■ Task to complete:
Your response should contain each line of the data that includes "network".

■ Materials provided:
PR #2302, opened 2021-04-20
Fix Crowdin translation filename mismatch

wborn:
Looks like this is the root cause of the generated translation filenames not matching the original filename.


cweitkamp (approved):
Good catch. Thanks.

PR #2307, opened 2021-04-21
[net] Filter duplicate broadcast addresses for service configuration if multiple network interfaces are available

cweitkamp:
- Filter duplicate broadcast addresses for service configuration if multiple network interfaces are available


wborn (approved):
Thank you!

PR #3642, opened 2023-06-01
Improve existing and add new persistence filters

J-N-K:
#2871 introduced working persistence filters base on time and threshold, but since they were never documented, I doubt they have been used at all.

This PR changes is API breaking because it changes the filter definitions in `persistence.xtext` but this will probably not be noticed at all. It also adds two new persistence filters: "Equals" and "NotEquals" that can be used to allow/disallow a certain set of values.

Filters can be defined by

```
Filters {
  tenseconds : T 10 s
  fivepercent : > % 5
  hundredmilliamps : > 100 mA
  equals : = "only","these","values"
  notequals : ! "not","these","values"
```

and be applied with

```
Items {
  item1, item2 : strategy = everyChange filter = fivepercent
  group1 : strategy = everyUpdate filter = tenseconds
```
I'll add documentation in the next few days.


rkoshak:
While you are at it, does it make sense to add a range filter? Ignore all values that are above/below a min/max range for filtering out obviously bogus sensor readings. That's a common use case.

One could argue that would best be applied in a profile I'll concede.

kaikreuzer:
@J-N-K What do you think about @rkoshak suggestion above?

J-N-K:
It's easy from code, the question is as @rkoshak already pointed out: is this something that should be done for persistence or is it more something for a profile? If you think it's useful as persistence filter, then I can add it.

kaikreuzer:
I personally would consider it useful, because I often see the situation that bogus sensor values get persisted and there is no easy way to clean up persisted data afterwards. So if it is easy to implement and nobody vetos - why not add it.

kaikreuzer:
> That's not an easy change I suspect but is it something worth opening another issue for?

Feel free to open one. 😄

kaikreuzer (approved):
lgtm, thanks!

■ Solution to this problem:
[net] Filter duplicate broadcast addresses for service configuration if multiple network interfaces are available
- Filter duplicate broadcast addresses for service configuration if multiple network interfaces are available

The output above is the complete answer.